From the records, pick out and copy each line containing "maps".

---------- Data supplied ----------

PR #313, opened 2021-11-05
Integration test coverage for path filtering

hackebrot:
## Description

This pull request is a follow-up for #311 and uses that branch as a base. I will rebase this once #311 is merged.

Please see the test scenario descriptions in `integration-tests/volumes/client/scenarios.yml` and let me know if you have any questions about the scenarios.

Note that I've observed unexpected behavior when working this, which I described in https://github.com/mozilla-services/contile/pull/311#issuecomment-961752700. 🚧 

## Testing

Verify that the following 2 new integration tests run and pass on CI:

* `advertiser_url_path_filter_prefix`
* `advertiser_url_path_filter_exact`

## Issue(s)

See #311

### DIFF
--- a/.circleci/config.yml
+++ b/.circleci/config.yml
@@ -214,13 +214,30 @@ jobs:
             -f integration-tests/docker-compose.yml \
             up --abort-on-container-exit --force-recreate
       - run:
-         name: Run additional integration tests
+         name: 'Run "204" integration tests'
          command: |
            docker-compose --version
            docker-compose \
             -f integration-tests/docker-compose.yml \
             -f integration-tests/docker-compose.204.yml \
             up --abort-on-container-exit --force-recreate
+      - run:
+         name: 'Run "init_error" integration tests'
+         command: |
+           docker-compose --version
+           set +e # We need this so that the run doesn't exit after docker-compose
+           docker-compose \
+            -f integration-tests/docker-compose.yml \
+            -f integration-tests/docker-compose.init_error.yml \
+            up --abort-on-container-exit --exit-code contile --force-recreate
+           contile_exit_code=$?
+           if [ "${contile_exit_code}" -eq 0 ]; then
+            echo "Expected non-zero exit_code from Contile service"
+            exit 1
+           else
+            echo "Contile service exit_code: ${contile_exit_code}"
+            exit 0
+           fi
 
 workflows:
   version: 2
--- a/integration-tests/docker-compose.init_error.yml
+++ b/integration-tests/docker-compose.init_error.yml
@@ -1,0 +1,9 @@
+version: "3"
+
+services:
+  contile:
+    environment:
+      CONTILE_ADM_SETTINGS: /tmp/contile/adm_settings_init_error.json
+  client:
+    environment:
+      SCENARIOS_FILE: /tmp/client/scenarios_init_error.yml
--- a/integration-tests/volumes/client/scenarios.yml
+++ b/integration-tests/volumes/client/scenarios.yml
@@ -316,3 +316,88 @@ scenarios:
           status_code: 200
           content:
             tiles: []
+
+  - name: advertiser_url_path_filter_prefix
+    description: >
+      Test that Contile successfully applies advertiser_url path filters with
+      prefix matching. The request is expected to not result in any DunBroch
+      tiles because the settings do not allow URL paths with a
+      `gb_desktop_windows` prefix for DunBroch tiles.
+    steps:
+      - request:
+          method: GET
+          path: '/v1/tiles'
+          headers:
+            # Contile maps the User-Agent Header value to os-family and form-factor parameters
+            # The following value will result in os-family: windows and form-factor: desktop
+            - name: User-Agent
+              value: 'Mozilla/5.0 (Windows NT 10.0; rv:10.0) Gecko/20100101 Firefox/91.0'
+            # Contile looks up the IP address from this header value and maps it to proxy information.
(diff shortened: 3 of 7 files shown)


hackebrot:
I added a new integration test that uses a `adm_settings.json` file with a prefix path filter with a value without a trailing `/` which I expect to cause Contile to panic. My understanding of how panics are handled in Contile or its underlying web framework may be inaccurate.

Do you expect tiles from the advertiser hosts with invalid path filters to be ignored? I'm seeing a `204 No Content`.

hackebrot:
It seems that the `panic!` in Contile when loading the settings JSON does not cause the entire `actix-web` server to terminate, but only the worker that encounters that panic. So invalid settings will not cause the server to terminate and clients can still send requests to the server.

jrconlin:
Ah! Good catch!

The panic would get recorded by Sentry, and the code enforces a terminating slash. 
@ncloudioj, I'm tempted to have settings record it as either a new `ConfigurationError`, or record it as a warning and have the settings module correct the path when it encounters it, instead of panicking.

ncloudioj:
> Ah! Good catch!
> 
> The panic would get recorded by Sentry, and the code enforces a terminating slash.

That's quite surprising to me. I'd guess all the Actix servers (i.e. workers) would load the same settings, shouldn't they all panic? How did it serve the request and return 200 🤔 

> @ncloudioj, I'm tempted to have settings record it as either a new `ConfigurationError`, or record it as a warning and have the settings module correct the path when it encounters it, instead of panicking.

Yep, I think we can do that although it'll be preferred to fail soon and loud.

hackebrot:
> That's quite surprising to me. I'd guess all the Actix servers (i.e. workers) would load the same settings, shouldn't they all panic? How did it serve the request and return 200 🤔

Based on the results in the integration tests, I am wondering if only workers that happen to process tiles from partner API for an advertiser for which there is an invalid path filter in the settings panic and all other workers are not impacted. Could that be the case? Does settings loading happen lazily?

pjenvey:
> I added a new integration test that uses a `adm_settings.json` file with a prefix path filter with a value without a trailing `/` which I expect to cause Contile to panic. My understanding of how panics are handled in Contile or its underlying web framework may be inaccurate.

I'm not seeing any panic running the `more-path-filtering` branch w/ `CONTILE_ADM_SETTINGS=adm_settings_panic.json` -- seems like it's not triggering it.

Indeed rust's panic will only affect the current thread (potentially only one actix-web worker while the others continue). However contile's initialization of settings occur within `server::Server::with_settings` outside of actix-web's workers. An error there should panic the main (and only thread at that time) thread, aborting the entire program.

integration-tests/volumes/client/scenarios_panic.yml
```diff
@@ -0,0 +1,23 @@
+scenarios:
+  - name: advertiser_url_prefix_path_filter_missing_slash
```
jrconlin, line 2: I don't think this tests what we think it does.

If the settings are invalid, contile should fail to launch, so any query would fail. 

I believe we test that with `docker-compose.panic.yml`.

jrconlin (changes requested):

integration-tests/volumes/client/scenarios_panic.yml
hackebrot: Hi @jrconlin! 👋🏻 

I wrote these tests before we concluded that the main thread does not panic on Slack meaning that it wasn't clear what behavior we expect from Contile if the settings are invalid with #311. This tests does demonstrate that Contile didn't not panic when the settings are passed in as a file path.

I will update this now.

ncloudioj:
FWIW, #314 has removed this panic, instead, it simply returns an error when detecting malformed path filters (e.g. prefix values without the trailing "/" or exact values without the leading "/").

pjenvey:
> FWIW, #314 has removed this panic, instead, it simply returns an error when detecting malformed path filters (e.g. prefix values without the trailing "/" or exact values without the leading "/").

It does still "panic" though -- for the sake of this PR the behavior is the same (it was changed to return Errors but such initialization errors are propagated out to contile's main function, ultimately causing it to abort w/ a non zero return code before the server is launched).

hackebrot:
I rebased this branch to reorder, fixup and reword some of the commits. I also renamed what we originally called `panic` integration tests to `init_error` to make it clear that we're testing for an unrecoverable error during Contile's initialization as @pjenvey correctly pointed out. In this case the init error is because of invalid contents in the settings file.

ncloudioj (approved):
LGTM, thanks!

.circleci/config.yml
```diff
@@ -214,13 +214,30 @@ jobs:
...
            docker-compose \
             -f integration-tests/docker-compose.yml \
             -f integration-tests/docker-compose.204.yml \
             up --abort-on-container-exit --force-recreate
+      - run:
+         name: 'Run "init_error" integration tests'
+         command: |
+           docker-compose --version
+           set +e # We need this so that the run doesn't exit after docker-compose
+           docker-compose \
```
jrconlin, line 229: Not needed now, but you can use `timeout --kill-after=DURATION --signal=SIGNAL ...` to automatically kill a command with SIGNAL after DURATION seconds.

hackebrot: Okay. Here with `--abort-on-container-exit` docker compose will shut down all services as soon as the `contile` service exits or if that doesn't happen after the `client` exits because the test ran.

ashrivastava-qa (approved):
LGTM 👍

----------

Reply:
+            # Contile maps the User-Agent Header value to os-family and form-factor parameters
+            # Contile looks up the IP address from this header value and maps it to proxy information.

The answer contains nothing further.